I want to believe that this has something to do with me leaving it on all the time but I have no data to back this up yet.

It could also be something else on this server causing this issue, but it really only happens in DEVONthink, everything else is the same as always

Is there any background activity (see Window > Activity) on your M1? And do both computers use the same preferences (see Preferences > Files > Multimedia) and a similar window layout (e.g. same main view, preview and inspector)?

Sorry for the late reply from my side. There are no background activities on either machine, and yeah I use the same window layout everywhere

I tried to click around more and see if I could trigger it manually somehow in a reproducible way, and think that the See Also & Classify window is causing a lot of the hanging. (I’m guessing the results aren’t loaded async but the UI blocks until all results are returned)
Hiding the pane makes things a good bit faster, though not instant yet. I was just used to always having it open.
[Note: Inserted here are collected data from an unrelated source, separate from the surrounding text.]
PR #125, opened 2019-11-29
Simplify AuthorizationRequestResolveEvent creation

spideyfusion:


Event/AuthorizationRequestResolveEvent.php
```diff
@@ -50,11 +47,11 @@ final class AuthorizationRequestResolveEvent extends Event
      */
     private $user;
 
-    public function __construct(AuthorizationRequest $authorizationRequest, ScopeConverterInterface $scopeConverter, ClientManagerInterface $clientManager)
+    public function __construct(AuthorizationRequest $authorizationRequest, array $scopes, Client $client)
```
HypeMC: @spideyfusion DO we want/need something like
```php
public function __construct(AuthorizationRequest $authorizationRequest, Client $client, Scope ...$scopes)
```

spideyfusion: @HypeMC I would say no because only the last parameter in a method signature can be declared as variadic. That's not really flexible and makes the contract fairly loose.

Although, I did add a phpDoc block to make the requirements more obvious. :-)

PR #136, opened 2019-12-05
[Feature] Ask user for confirmation on delete client

Allypost:


Manager/AccessTokenManagerInterface.php
```diff
@@ -6,11 +6,12 @@
...
 {
     public function find(string $identifier): ?AccessToken;
 
-    public function save(AccessToken $accessToken): void;
-
-    public function clearExpired(): int;
+    /**
+     * @param AccessToken $accessToken
+     */
+    public function save(/* AccessToken */ $accessToken): void;
```
X-Coder264: @Allypost This is a breaking change so this can't go to the v2 branch.

Issue #138, opened 2019-12-06
Support for PKCE workflow ?


florianajir:
As mentionned in this issue comment https://github.com/trikoder/oauth2-bundle/issues/70#issuecomment-504399190 the best practice for mobile app is authenticate without client_secret.
The `league/oauth2-server` v7.4 used by this bundle design does not allow PKCE extension by default due to `getClientEntity::$mustValidateSecret` set by `AbstractGrant` instance https://github.com/thephpleague/oauth2-server/blob/7.4.0/src/Grant/AbstractGrant.php#L194

resource: https://www.oauth.com/oauth2-servers/pkce/

florianajir:
According to `league/oauth2-server` [documentation ](https://oauth2.thephpleague.com/upgrade-guide/#client-entity-interface) this feature as been enabled by default in v8 to recognize in the request the need to switch the `$enableCodeExchangeProof` flag. 
So maybe only upgrading the dependency could help with this issue.

florianajir:
PKCE support available from master branch

PR #99, opened 2019-08-17
Support "league/oauth2-server" v8.x

spideyfusion:

PR #139, opened 2019-12-06
upgrade `league/oauth2-server` to `^8.0`

florianajir:
Upgrade `league/oauth2-server` to `^8.0` to allow PKCE extension.
Changelog: https://github.com/thephpleague/oauth2-server/releases/tag/8.0.0

fix https://github.com/trikoder/oauth2-bundle/issues/138

### DIFF
--- a/Command/CreateClientCommand.php
+++ b/Command/CreateClientCommand.php
@@ -57,6 +57,13 @@ final class CreateClientCommand extends Command
                 'Sets allowed scope for client. Use this option multiple times to set multiple scopes.',
                 []
             )
+            ->addOption(
+                'confidential',
+                null,
+                InputOption::VALUE_NONE,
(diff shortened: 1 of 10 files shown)


X-Coder264:
Thank you for the PR, but we have already done this (https://github.com/trikoder/oauth2-bundle/pull/99) (only) on master (which is gonna be released as 3.0 soon).

The reason why it's only on master is because as you can see from your PR there are quite some changes that had to be done (and some of them like interface method signature changes are breaking changes) so it couldn't be released in a minor version.

Also we wanted to be more careful with bumping a major version of the package that this bundle is a wrapper for so that we don't unintentionally break any user app on 2.x.

If there are some additional changes that must be made in order to properly support PKCE please create a new PR targeting the `master` branch.

PR #140, opened 2019-12-07
add Client::confidential property

florianajir:
add `Client::confidential` property to fit with PKCE client validation rule:
> If the client is confidential (i.e. is capable of securely storing a secret) then the secret must be validated.

https://oauth2.thephpleague.com/client-repository-interface/#validateclient--bool

### DIFF
--- a/Command/UpdateClientCommand.php
+++ b/Command/UpdateClientCommand.php
@@ -67,7 +67,7 @@ final class UpdateClientCommand extends Command
                 'confidential',
                 null,
                 InputOption::VALUE_OPTIONAL,
-                'Set client confidentiality. Use this option with value 0 to set client public.',
+                'Set client confidential. If the client is confidential then the secret must be validated (PKCE client validation).',
                 true
             )
             ->addArgument(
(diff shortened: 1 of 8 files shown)


Command/UpdateClientCommand.php
```diff
@@ -92,6 +99,10 @@ private function updateClientFromInput(Client $client, InputInterface $input): C
     {
         $client->setActive(!$input->getOption('deactivated'));
 
+        if ($input->hasOption('confidential')) {
```
HypeMC: @florianajir Keep in mind that `$input->hasOption` check whether the option has been added to the definition (with `addOption`) and **not** if it has been passed during execution (`--confidential`), so i don't think you're getting the expected behavior here.

Resources/config/doctrine/model/Client.orm.xml
```diff
@@ -9,5 +9,6 @@
         <field name="grants" type="oauth2_grant" nullable="true" />
         <field name="scopes" type="oauth2_scope" nullable="true" />
         <field name="active" type="boolean" />
+        <field name="confidential" type="boolean" />
```
X-Coder264: @florianajir When Laravel Passport implemented this feature they just made the secret column nullable and then `isConfidential === null !== $this->secret`

https://github.com/laravel/passport/pull/1065

I'm wondering what are the pros and cons of both approaches?

florianajir: @X-Coder264 Good point, the only pros I see is the ability to switch from public to confidential without regenerating the secret manually but on the cons the need of having a new data attribute.
It's quite the same IMO, if we go for the nullable secret then the actual code needs more changes.

X-Coder264: @florianajir I don't see the point of having a non confidential client with a secret as the Oauth specification says that non confidential / public clients are not capable of securely storing a secret. So having this extra column seems redundant.

X-Coder264:
@florianajir Thanks for the PR, but it was superseded by https://github.com/trikoder/oauth2-bundle/pull/167

florianajir:
no problem 👍

PR #118, opened 2019-11-23
Symfony 5.0

rbaarsma:
Adds Symfony 5 support and bumps minimum symfony version to 4.4 (as of January symfony 4.3 is no longer actively maintained, only security fixes and in the master of this bundle I opt to keep up with the times. If anyone uses an older version they will automatically use an older version of this bundle)

PR #141, opened 2019-12-07
Update PHP-CS-Fixer to support PHP 7.4

X-Coder264:


X-Coder264:
https://github.com/trikoder/oauth2-bundle/pull/137 was not enough. Even though we no longer depend on `symfony/contracts`, `symfony/symfony` 4.2 still does so we are running into the same problem. Since dropping SF 4.2 in the CI is IMO not an option, we will have to wait on https://github.com/FriendsOfPHP/PHP-CS-Fixer/pull/4685 to be merged and tagged before we can proceed with this PR.

rbaarsma:
@X-Coder264 I've noticed this issue is already open for 2 weeks, because the related issue is still open. And my PR https://github.com/trikoder/oauth2-bundle/pull/118 is also waiting on this.

I'm wondering why you don't want to drop symfony 4.2 support? It's no longer maintained. As I've done in my PR, the minimum symfony version for newer versions of this bundle should, in my opinion, be 4.4. Not sure if that fixes the issue?

X-Coder264:
@rbaarsma I've pinged the maintainers in the PHP-CS fixer repo to see what is the status on merging the fix. Hopefully it's gonna be merged and tagged soon. If not we will explore other options.

As far as your question regarding Symfony 4.2 - we don't like dropping support for Symfony versions in minor releases (unless there is a significant maintenance burden which isn't the case with SF 4.2). A lot of people are still using 4.2 for whatever reasons and from our POV there is no need to force them to upgrade if they want to keep getting the bug fixes and new stuff that gets merged in the 2.x branch.

rbaarsma:
@X-Coder264 seems the story where this PR was waiting for is merged. Perhaps this can be merged too and then the php 7.4 and symfony 5 story as well?

rbaarsma:
Let me know where I can help

X-Coder264:
@rbaarsma Yes, the CS-fixer PR got merged, but they haven't tagged a new version with the fix yet. As soon as they do that (hopefully in the next couple of days) we will merge this and let you know so that you can finish your PR.

PR #167, opened 2020-02-20
Add full support for public clients for auth code grant (PKCE)

X-Coder264:


Tests/Unit/ClientEntityTest.php
```diff
@@ -0,0 +1,30 @@
...
+        $client = new Client('foo', $secret);
+
+        $this->assertSame($isConfidential, $client->isConfidential());
+    }
+
+    public function confidentialDataProvider(): iterable
+    {
+        return [
+            'Client with null secret is not confidential' => [null, false],
+            'Client with empty secret is not confidential' => ['', false],
```
HypeMC: @X-Coder264 Why do we want this case?

Command/CreateClientCommand.php
```diff
@@ -67,13 +69,28 @@ protected function configure(): void
                 InputArgument::OPTIONAL,
                 'The client secret'
             )
+            ->addOption(
+                'public',
+                null,
+                InputOption::VALUE_OPTIONAL,
```
HypeMC: @X-Coder264 Is this suppose to have a value? If it's not a bool flag then how is it going to be used, eg
```
--public=0
--public=1
```
If that's the case I wouldn't add `false` as a default since it's not consistent. Maybe `'0'`?

Command/CreateClientCommand.php
```diff
@@ -89,7 +106,14 @@ protected function execute(InputInterface $input, OutputInterface $output): int
     private function buildClientFromInput(InputInterface $input): Client
     {
         $identifier = $input->getArgument('identifier') ?? hash('md5', random_bytes(16));
-        $secret = $input->getArgument('secret') ?? hash('sha512', random_bytes(32));
+
+        $isPublic = $input->getOption('public');
```
HypeMC: @X-Coder264 Also, if this is not a bool flag, then shouldn't we cast to bool here?

Command/CreateClientCommand.php
```diff
@@ -67,13 +69,28 @@ protected function configure(): void
                 InputArgument::OPTIONAL,
                 'The client secret'
             )
+            ->addOption(
+                'public',
+                null,
```
HypeMC: @X-Coder264 This seems like a thing that could be used often, maybe we should add a shortcut?

Tests/Acceptance/CreateClientCommandTest.php
```diff
@@ -35,11 +35,66 @@ public function testCreateClientWithIdentifier(): void
...
+
+    public function testCreatePublicClientWithIdentifier(): void
+    {
+        $clientIdentifier = 'foobar test';
+        $command = $this->application->find('trikoder:oauth2:create-client');
+        $commandTester = new CommandTester($command);
+        $commandTester->execute([
+            'command' => $command->getName(),
+            'identifier' => $clientIdentifier,
+            '--public' => true,
```
HypeMC: @X-Coder264 Same here, is it bool?

Tests/Unit/ClientEntityTest.php
```diff
@@ -0,0 +1,30 @@
+<?php
+
+declare(strict_types=1);
+
+namespace Trikoder\Bundle\OAuth2Bundle\Tests\Unit;
+
+use PHPUnit\Framework\TestCase;
+use Trikoder\Bundle\OAuth2Bundle\Model\Client;
+
+class ClientEntityTest extends TestCase
```
HypeMC: @X-Coder264 `final`

Model/Client.php
```diff
@@ -113,4 +113,9 @@ public function setActive(bool $active): self
 
         return $this;
     }
+
+    public function isConfidential(): bool
+    {
+        return !empty($this->secret);
```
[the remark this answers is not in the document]
X-Coder264: @HypeMC Yes, that was the exact intention here as evidenced by the unit test I've written for this.

Tests/Unit/ClientEntityTest.php
X-Coder264: @HypeMC Passport also behaves in the same way: https://github.com/laravel/passport/blob/v8.4.0/src/Client.php#L103

Model/Client.php
```diff
@@ -36,7 +36,7 @@ class Client
      */
     private $active = true;
 
-    public function __construct(string $identifier, string $secret)
+    public function __construct(string $identifier, ?string $secret)
```
HypeMC: @X-Coder264 Should we add a default null value here?

X-Coder264: @HypeMC I don't think there is a need for that. The secret was a required argument even before this PR so we are explicitly passing the argument in all code paths.

Tests/Acceptance/TokenEndpointTest.php
```diff
@@ -157,6 +157,38 @@ public function testSuccessfulAuthorizationCodeRequest(): void
         $this->assertNotEmpty($jsonResponse['access_token']);
     }
 
+    public function testSuccessfulAuthorizationCodeRequestWithPublicClient(): void
```
spideyfusion: @X-Coder264 Could you please add a test case for this code path?

https://github.com/thephpleague/oauth2-server/blob/8.0.0/src/Grant/AuthCodeGrant.php#L316

Command/CreateClientCommand.php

I closed a few bigger databases, one that has lots of smaller files from things like mailbox imports, and it makes Classify faster, and as a result also loading times when the side panel is open.

It’s still odd that things get slower over time when the database size is the same on reinstall and later, but if those results are cached it would explain why clicking on the same files again doesn’t cause a freeze / beachball.

Can I do anything to help DEVONthink with classification? I already excluded folders like mailbox dumps from Classification
(By the way, a built-in recursive ‘exclude from classification’ would be very nice :smile:)

Also, I noticed that when I leave DEVONthink open for a while (days), the memory usage climbs up to ~2gb until I restart it, up from around 300MB after it’s freshly started. When I use DEVONthink during those times everything feels veeeeery laggy and slow - like clicks on different things take at least few seconds to load.
Memory usage roughly increases by 100~200MB a day, but I didn’t actually measure this yet.